PRESS RELEASE
The Coalition To Protect Puget Sound Habitat filed a legal Petition today with the US Army Corps of Engineers, asking that the Corps suspend the use of the Clean Water Act Nationwide Permit 48, which allows industrial aquaculture activities in Puget Sound.
The Coalition contends that the Corps has authorized too many of these industrial style shellfish operations. This Petition follows on the heels of the same group prevailing in Thurston County Superior Court. On April 3, 2015 the Court upheld a Shorelines Hearings Board Decision that ruled there was insufficient cumulative impact analysis in a Pierce County Shoreline permit for one of the industrial aquaculture projects at issue.The Conservation group cited and submitted over 51 studies and other documents, supporting their Petition. They claim the Corps is acting unlawfully, by continuing to issue permits without adequate analysis of the impacts.
Numerous detailed comments have been filed by the Coalition with the Corps, and with County planners, opposing operations of the sort allowed by NWP 48. Scientists have pointed to scientific studies documenting harm of many types from industrial scale aquaculture, including plastic pollution in Puget Sound waters. Shellfish operations use hundreds of thousands of plastic PVC tubes, High Density Polyethylene (HDPE) netting, plastic bands, HDPE oyster bags and HDPE mussel disks for their operations.
Scientists who have looked closely at the issue say the resulting plastic debris and plastic particles harm aquatic life. According to Charles Moore, the world renowned marine plastic debris expert who has testified for the Coalition in a recent Shorelines Hearings Board proceeding: “At the present time, it does not appear possible to introduce any conventional plastic into the marine environment, without harmful consequences.”
At the heart of the Coalition challenge is an analysis that the Seattle District of the Corps did when NWP 48 was reauthorized in 2012. That analysis presumed that the permit would be used only about 50 times a year, for 5 years. So the impact evaluation that the Corps conducted was premised on a maximum number of shellfish operations of roughly 250. However, in the first 2 years of the NWP’s existence, the Corps has already received over 1,000 applications and already issued over 900 permits. A map of the applications provided by the Coalition shows in stark contrast the enormous number of applications approved or pending in South Puget Sound.

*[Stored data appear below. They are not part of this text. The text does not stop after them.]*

PR #4633, opened 2025-04-23
CLDR-17829 move PathDescriptions.txt to PathDescriptions.md

srl295:
- add lychee build task to link check PathDescriptions.md
- added PathDescriptionParser and unit tests
- fixes many descriptions, link targets, and placeholders

CLDR-17829

ALLOW_MANY_COMMITS=true


srl295:
Note: hard build failure if PathDescriptions.md contains an invalid link:

image

tools/cldr-code/src/main/java/org/unicode/cldr/util/PathDescription.java
```diff
@@ -93,22 +106,32 @@ public enum Status {
...
+            markdown = MISSING_DESCRIPTION;
+            description = null;
+        } else {
+            description = entry.getFirst();
+            markdown = entry.getSecond();
+        }
+
+        if (description == null || description.isEmpty()) {
             description = MISSING_DESCRIPTION;
-        } else if ("SKIP".equals(description)) {
```
macchiati, line 111: If it starts with SKIP, but has other characters, it is an error; so best to raise an exception.

tools/cldr-code/src/test/java/org/unicode/cldr/util/TestPathDescription.java
```diff
@@ -1,13 +1,34 @@
...
-        RegexLookup<String> l = PathDescription.parseLookupString();
-        assertNotNull(l);
+        final PathDescriptionParser parser = new PathDescriptionParser();
+        RegexLookup<Pair<String, String>> lookup =
+                parser.parse(PathDescription.getPathDescriptionString());
+        assertNotNull(lookup);
+        assertFalse(lookup.size() == 0, "lookup is empty");
+        String references = parser.getReferences();
+        assertNotNull(references);
+        assertFalse(parser.getReferences().trim().isBlank());
```
macchiati, line 20: Very minor: .trim().isBlank() is redundant, I think.

macchiati: BTW: we should check all of our .md files for URLs containing "#h.", and raise errors when found. Do you want me to file a separate tickets?

srl295: yes would be separate -- could just be a search though?

tools/cldr-code/src/main/resources/org/unicode/cldr/util/data/PathDescriptions.md
```diff
@@ -0,0 +1,1115 @@
...
+-->
+
+[Characters]: https://cldr.unicode.org/translation/characters
+[Character Labels]: https://cldr.unicode.org/translation/characters/character-labels
+[Compound Units]: https://cldr.unicode.org/translation/units/unit-names-and-patterns#compound-units
+[Country Names]: https://cldr.unicode.org/translation/displaynames/countryregion-territory-names
+[Currency Names]: https://cldr.unicode.org/translation/currency-names-and-symbols
+[Date Time]: https://cldr.unicode.org/translation/date-time/date-time-names#h.ewzjebmpoi4k
+[Date Time Names]: https://cldr.unicode.org/translation/date-time/date-time-names
+[DATE_TIME_NAMES_CYCLIC]: https://cldr.unicode.org/translation/date-time/date-time-names#h.h0vy2eyzcj0n
```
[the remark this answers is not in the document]
srl295: thanks good catch. It's easiest to fix this with a refactoring (fn-F2 to rename the link)

tools/cldr-code/src/main/resources/org/unicode/cldr/util/data/PathDescriptions.md
```diff
@@ -0,0 +1,1115 @@
...
+[Date Time Fields]: https://cldr.unicode.org/translation/date-time/date-time-names#h.8wfk3599ck9x
```
macchiati, line 1089: When you looked up the #h. fragments to get the header names, you should have also fixed the fragment to be right. Right now it fails and just goes to the top of the page.
```suggestion
[Date Time Fields]: https://cldr.unicode.org/translation/date-time/date-time-names#date-field-names
```

tools/cldr-code/src/main/java/org/unicode/cldr/util/PathDescription.java
srl295: the description here is more rich, it's for you to name (or in the future group) these entries.

as below, where First Day of the Week is a comment.

    ### First Day of the Week

    - `^//ldml/localeDisplayNames/types/type\[@key="fw"]\[@type="([^"]*)"]`

    The name of “first day of the week is {1}”. For more information, please see [Key Names].

macchiati (changes requested):
Mostly minor except for the "#h."

tools/cldr-code/src/main/resources/org/unicode/cldr/util/data/PathDescriptions.md
srl295: didn't look them up, just updated the titles.

srl295:
@macchiati some of the other targets don't seem to exist.

srl295:
"Cyclic Name Sets" isn't an anchor (defect in date-time-names.md )

srl295:
I thought this task was to move the format over, for future fixup. I will revisit this tomorow

srl295:
I'll add a test against the relevant sites page… Probably for a future PR

macchiati:
> I thought this task was to move the format over, for future fixup. I will revisit this tomorow

I just thought that as long as you were getting the anchor text, you could fix the links as well. It can be a separate PR though.

srl295:
> > I thought this task was to move the format over, for future fixup. I will revisit this tomorow
> 
> 
> 
> I just thought that as long as you were getting the anchor text, you could fix the links as well. It can be a separate PR though.

No, i had just title cased the variable names.

macchiati (dismissed):

macchiati:
I was thinking that for this file and similar ones, it would be useful to have a tool that generated a sample of each message, that would be used to build a web page; we could then review to make sure that all the parameters were right, etc.  

Not part of this ticket — I'll file a different one for it.

macchiati:
https://unicode-org.atlassian.net/browse/CLDR-18555

macchiati (approved):

srl295:
sorry, i was running the wrong test locally.

This also now fixes a number of cases where the placeholders `{}` were wrong and were being passed through to users. and adds a test so it doesn't happen again.

srl295:
> I was thinking that for this file and similar ones, it would be useful to have a tool that generated a sample of each message, that would be used to build a web page; we could then review to make sure that all the parameters were right, etc.
> 
> Not part of this ticket — I'll file a different one for it.

i recommend deduping cases where the message is the same for multiple xpaths.

macchiati:
> > I was thinking that for this file and similar ones, it would be useful to have a tool that generated a sample of each message, that would be used to build a web page; we could then review to make sure that all the parameters were right, etc.
> > Not part of this ticket — I'll file a different one for it.
> 
> i recommend deduping cases where the message is the same for multiple xpaths.

That's what I meant by one message per line, eg per regex path in the <key, values> pair.

macchiati (approved):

The Conservation group contends that the Corps should have long ago stepped back and reevaluated. Laura Hendricks, a Citizen Representative said her members were outraged that the Corps continued to process and issued these permits, after it should have become clear to the Corps in the first 6-8 months that they had grossly underestimated the number of shellfish operations that would seek authorization under NWP 48.
“We’ve been advocating for a cumulative impacts analysis to be completed for years” said Hendricks. “For some reason, the Corps simply refuses to listen.” Coalition to Protect Puget Sound representative Curt Puddicombe was equally upset: “We don’t understand why the Corps continues to process permits at this insane pace. They are supposed to be implementing the Clean Water Act in a way that does not allow harm to the public interest, and they are supposed to take a thorough ‘hard look’ at the environmental impacts of a project, before they approve it. Instead, they seem to be using a proverbial ‘rubber stamp’ and allowing the commercial shellfish industry to potentially damage the Sound with an excessive number of industrial scale aquaculture operations.”
This legal action comes shortly after the Coalition voiced opposition to the shellfish industry’s use of pesticides in Washington marine waters and the intended spraying of the new pesticide Imidacloprid. After public outcry, the Washington Department of Ecology (Ecology) canceled the Imidacloprid permit, but Imazamox is scheduled to be sprayed in Willapa Bay/Grays Harbor in the next few weeks on over 3,000 acres unless the Pollution Control Hearings Board (PCHB) grants a new injunction. The Coalition filed an injunction in 2014 to stop the prior spraying on 300 acres and the PCHB denied the motion based on Ecology’s objection.